Efficient file writing using BlockingCollection<T>

567 Views Asked by At

I have a producer consumer scenario. Producer produces data for BlockingCollection and some other thread consumes it. When consumer takes an item it must write it to a text file. There is no limit how much data can be produced by producer thread so I can't mark collection as complete. What would be the best approach to implement a consumer? My implementation:

Task.Factory.StartNew(() =>
{
    try
    {
        using (var writer = new StreamWriter(path, true))
        {
            foreach (var line in _collection.GetConsumingEnumerable(token))
            {
                writer.WriteLine(line);
            }
        }
    }
}, token);

The problem with this is that I keep StreamWriter open even if there is nothing inside my collection. I can put StreamWriter inside ForEach, but then I have to open and close it every time a new item arrives. And if I'm expecting thousands of items in some cases that would degrade performance.

I have read this post which describes the same problem. People suggested to use ActionBlock but it's a .NET 4.5 feature, and I'm using .NET 4.

1

There are 1 best solutions below

0
On

My suggestion is to have two consuming loops, the one nested inside the other. The outer loop consumes the BlockingCollection<string> with infinite wait timeout, and the inner loop with a small timeout like 5 seconds. The text file is opened before entering the inner loop, and closed after exiting the inner loop. This way the file will be continuously open while there are frequent incoming messages, and will be closed whenever the blocking collection becomes cold.

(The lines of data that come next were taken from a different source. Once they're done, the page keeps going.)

PR #322, opened 2020-01-17
Add Optional assertion

slalu:
This is a first draft and I am unsure about my implementation, but I would need some help to be able to continue. I am particularly unsure about the Spec part. I started an OptionalFeatureAssertionsSpec, but then I noticed there was already OptionalAssertionsSpec, so I modified thos classes instead. Now I'm stuck with OptionalAssertionsSpec that doesn't compile (still learning Kotlin syntax as well as this project).

Thanks! 

----

### DIFF
--- a/apis/fluent-en_GB/extensions/jdk8/atrium-api-fluent-en_GB-jdk8-jvm/src/main/kotlin/ch/tutteli/atrium/api/fluent/en_GB/jdk8/optionalAssertions.kt
+++ b/apis/fluent-en_GB/extensions/jdk8/atrium-api-fluent-en_GB-jdk8-jvm/src/main/kotlin/ch/tutteli/atrium/api/fluent/en_GB/jdk8/optionalAssertions.kt
@@ -19,3 +19,29 @@ import java.util.*
  * @since 0.9.0
  */
 fun <T : Optional<*>> Expect<T>.isEmpty(): Expect<T> = addAssertion(ExpectImpl.optional.isEmpty(this))
+
+/**
+ * Expects that the subject of the assertion (an [Optional]) is present
+ * and returns an [Expect] for the inner type [E].
+ *
+ * Shortcut for more or less something like `feature(Optional<T>::get)` but with error handling; yet it
+ * depends on the underlying implementation though.
+ *
+ * @return The newly created [Expect] if the given assertion is success
+ * @throws AssertionError Might throw an [AssertionError] if the given assertion is not a success.
+ *
+ * @since 0.9.0
+ */
+fun <E, T : Optional<E>> Expect<T>.isPresent(): Expect<E> = ExpectImpl.optional.isPresent(this).getExpectOfFeature()
+
+/**
+ * Expects that the subject of the assertion (an [Optional]) is present and
+ * that it holds all assertions the given [assertionCreator] creates.
+ *
+ * @return This assertion container to support a fluent API.
+ * @throws AssertionError Might throw an [AssertionError] if the given assertions are not success.
+ *
+ * @since 0.9.0
+ */
+fun <E, T : Optional<E>> Expect<T>.isPresent(assertionCreator: Expect<E>.() -> Unit): Expect<T> =
+    ExpectImpl.optional.isPresent(this).addToInitial(assertionCreator)
--- a/apis/fluent-en_GB/extensions/jdk8/atrium-api-fluent-en_GB-jdk8-jvm/src/test/kotlin/ch/tutteli/atrium/api/fluent/en_GB/jdk8/OptionalAssertionsSpec.kt
+++ b/apis/fluent-en_GB/extensions/jdk8/atrium-api-fluent-en_GB-jdk8-jvm/src/test/kotlin/ch/tutteli/atrium/api/fluent/en_GB/jdk8/OptionalAssertionsSpec.kt
@@ -1,13 +1,14 @@
 package ch.tutteli.atrium.api.fluent.en_GB.jdk8
 
 import ch.tutteli.atrium.creating.Expect
-import ch.tutteli.atrium.specs.fun0
+import ch.tutteli.atrium.specs.*
 import ch.tutteli.atrium.specs.integration.OptionalAssertionsSpec
-import ch.tutteli.atrium.specs.notImplemented
 import java.util.*
 
 class OptionalAssertionsSpec : OptionalAssertionsSpec(
-    isEmpty = fun0(Expect<Optional<Any>>::isEmpty)
+    isEmpty = fun0(Expect<Optional<Int>>::isEmpty),
+    isPresentFeature = feature0<Optional<Int>, Int>(Expect<Optional<Int>>::isPresent),
+    isPresent = fun1<Optional<Int>, Expect<Int>.() -> Unit>(Expect<Optional<Int>>::isPresent)
 ) {
     @Suppress("unused", "UNUSED_VALUE")
     private fun ambiguityTest() {
--- a/domain/robstoll-lib/atrium-domain-robstoll-lib-jvm/src/main/kotlin/ch/tutteli/atrium/domain/robstoll/lib/creating/optionalAssertions.kt
+++ b/domain/robstoll-lib/atrium-domain-robstoll-lib-jvm/src/main/kotlin/ch/tutteli/atrium/domain/robstoll/lib/creating/optionalAssertions.kt
@@ -3,12 +3,24 @@
 package ch.tutteli.atrium.domain.robstoll.lib.creating
 
 import ch.tutteli.atrium.assertions.Assertion
+import ch.tutteli.atrium.core.Option
 import ch.tutteli.atrium.creating.Expect
 import ch.tutteli.atrium.domain.builders.ExpectImpl
+import ch.tutteli.atrium.domain.creating.changers.ExtractedFeaturePostStep
 import ch.tutteli.atrium.reporting.RawString
 import ch.tutteli.atrium.translations.DescriptionBasic.IS
-import ch.tutteli.atrium.translations.DescriptionOptionalAssertion.EMPTY
+import ch.tutteli.atrium.translations.DescriptionOptionalAssertion
 import java.util.*
 
 fun <T : Optional<*>> _isEmpty(expect: Expect<T>): Assertion =
-    ExpectImpl.builder.createDescriptive(expect, IS, RawString.create(EMPTY)) { !it.isPresent }
+    ExpectImpl.builder.createDescriptive(expect, IS, RawString.create(DescriptionOptionalAssertion.EMPTY)) { !it.isPresent }
+
+fun <E, T : Optional<E>> _isPresent(expect: Expect<T>): ExtractedFeaturePostStep<T, E> =
+    ExpectImpl.feature.extractor(expect)
+        .withDescription(DescriptionOptionalAssertion.GET)
+        .withRepresentationForFailure(DescriptionOptionalAssertion.IS_NOT_PRESENT)
+        .withFeatureExtraction {
+            Option.someIf(it.isPresent) { it.get() }
+        }
+        .withoutOptions()
+        .build()
--- a/misc/specs/atrium-specs-jvm/src/main/kotlin/ch/tutteli/atrium/specs/integration/OptionalAssertionsSpec.kt
+++ b/misc/specs/atrium-specs-jvm/src/main/kotlin/ch/tutteli/atrium/specs/integration/OptionalAssertionsSpec.kt
@@ -1,43 +1,66 @@
 package ch.tutteli.atrium.specs.integration
 
 import ch.tutteli.atrium.api.fluent.en_GB.messageContains
+import ch.tutteli.atrium.api.fluent.en_GB.toBe
 import ch.tutteli.atrium.api.fluent.en_GB.toThrow
 import ch.tutteli.atrium.api.verbs.internal.expect
+import ch.tutteli.atrium.creating.Expect
 import ch.tutteli.atrium.specs.*
-import ch.tutteli.atrium.translations.DescriptionOptionalAssertion.EMPTY
+import ch.tutteli.atrium.translations.DescriptionOptionalAssertion
 import org.spekframework.spek2.Spek
 import org.spekframework.spek2.style.specification.Suite
 import java.lang.AssertionError
 import java.util.Optional
 
-abstract class OptionalAssertionsSpec (
-    isEmpty: Fun0<Optional<Any>>,
+abstract class OptionalAssertionsSpec(
+    isEmpty: Fun0<Optional<Int>>,
+    isPresentFeature: Feature0<Optional<Int>, Int>,
+    isPresent: Fun1<Optional<Int>, Expect<Int>.() -> Unit>,
     describePrefix: String = "[Atrium] "
 ) : Spek({
 
-    include(object : SubjectLessSpec<Optional<Any>>(
+    include(object : SubjectLessSpec<Optional<Int>>(
         "$describePrefix[Path] ",
-        isEmpty.forSubjectLess()
+        isEmpty.forSubjectLess(),
+        isPresentFeature.forSubjectLess().adjustName { "$it feature" },
+        isPresent.forSubjectLess { toBe(1) }
+    ) {})
+    include(object : AssertionCreatorSpec<Optional<Int>>(
+        describePrefix, Optional.of(2),
+        isPresent.forAssertionCreatorSpec("$toBeDescr: 2") { toBe(2) }
     ) {})
 
     fun describeFun(vararg funName: String, body: Suite.() -> Unit) =
         describeFunTemplate(describePrefix, funName, body = body)
 
-    describeFun(isEmpty.name) {
+    describeFun(isEmpty.name, isPresent.name) {
         val isEmptyFun = isEmpty.lambda
+        val isPresentFun = isPresentFeature.lambda
 
-        context("is empty") {
-            it ("does not throw") {
-                val emptyValue = Optional.empty<Any>()
+        val emptyValue = Optional.empty<Int>()
+        context("$emptyValue") {
+            it("${isEmpty.name} - does not throw") {
                 expect(emptyValue).isEmptyFun()
             }
-
-            it ("throws an AssertionError") {
-                val nonEmptyValue: Optional<Any> = Optional.of(2)
+            it("${isPresent.name} - throws an AssertionError") {
                 expect {
-                    expect(nonEmptyValue).isEmptyFun()
+                    expect(emptyValue).isPresentFun()
                 }.toThrow<AssertionError> {
-                    messageContains("$isDescr: ${EMPTY.getDefault()}")
+                    messageContains(DescriptionOptionalAssertion.IS_NOT_PRESENT.getDefault())
+                }
+            }
+        }
+
+        val presentValue: Optional<Int> = Optional.of(2)
+        context("$presentValue") {
+            it("${isPresent.name} - can perform sub-assertion which holds") {
+                expect(presentValue).isPresentFun()
+            }
+            it("${isEmpty.name} - throws an AssertionError") {
+                expect {
+                    expect(presentValue).isEmptyFun()
+                }.toThrow<AssertionError> {
+                    messageContains("$isDescr: ${DescriptionOptionalAssertion.EMPTY.getDefault()}")
                 }
             }
         }
--- a/translations/en_GB/atrium-translations-en_GB-jvm/src/main/kotlin/ch/tutteli/atrium/translations/DescriptionOptionalAssertion.kt
+++ b/translations/en_GB/atrium-translations-en_GB-jvm/src/main/kotlin/ch/tutteli/atrium/translations/DescriptionOptionalAssertion.kt
@@ -6,4 +6,6 @@ import ch.tutteli.atrium.reporting.translating.StringBasedTranslatable
 
 enum class DescriptionOptionalAssertion(override val value: String) : StringBasedTranslatable {
     EMPTY("empty"),
+    GET("get()"),
+    IS_NOT_PRESENT("!! is not present")
 }
--- a/domain/api/atrium-domain-api-jvm/src/main/kotlin/ch/tutteli/atrium/domain/creating/OptionalAssertions.kt
+++ b/domain/api/atrium-domain-api-jvm/src/main/kotlin/ch/tutteli/atrium/domain/creating/OptionalAssertions.kt
@@ -5,6 +5,7 @@ package ch.tutteli.atrium.domain.creating
 import ch.tutteli.atrium.assertions.Assertion
 import ch.tutteli.atrium.core.polyfills.loadSingleService
 import ch.tutteli.atrium.creating.Expect
+import ch.tutteli.atrium.domain.creating.changers.ExtractedFeaturePostStep
 import java.util.*
 
 /**
@@ -20,4 +21,5 @@ val optionalAssertions by lazy { loadSingleService(OptionalAssertions::class) }
  */
 interface OptionalAssertions {
     fun <T : Optional<*>> isEmpty(expect: Expect<T>): Assertion
+    fun <E, T : Optional<E>> isPresent(expect: Expect<T>): ExtractedFeaturePostStep<T, E>
 }
--- a/domain/builders/atrium-domain-builders-jvm/src/main/kotlin/ch/tutteli/atrium/domain/builders/creating/OptionalAssertionsBuilder.kt
+++ b/domain/builders/atrium-domain-builders-jvm/src/main/kotlin/ch/tutteli/atrium/domain/builders/creating/OptionalAssertionsBuilder.kt
@@ -9,6 +9,7 @@ package ch.tutteli.atrium.domain.builders.creating
 import ch.tutteli.atrium.core.polyfills.loadSingleService
 import ch.tutteli.atrium.creating.Expect
 import ch.tutteli.atrium.domain.creating.OptionalAssertions
+import ch.tutteli.atrium.domain.creating.changers.ExtractedFeaturePostStep
 import ch.tutteli.atrium.domain.creating.optionalAssertions
 import java.util.*
 
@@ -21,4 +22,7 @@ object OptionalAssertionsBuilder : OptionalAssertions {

const int millisecondsTimeout = 5000;

foreach (string line in _collection.GetConsumingEnumerable(token))
{
    using StreamWriter writer = new(path, true);
    writer.WriteLine(line);
    while (_collection.TryTake(out string line2, millisecondsTimeout, token))
    {
        writer.WriteLine(line2);
    }
}

The above example assumes that opening the file will always be successful. In case it's not, the consumed line will be lost. I don't know how you would prefer to handle this situation. One idea is to open the file in a try block, and in the catch block Add again the line in the _collection before rethrowing the exception.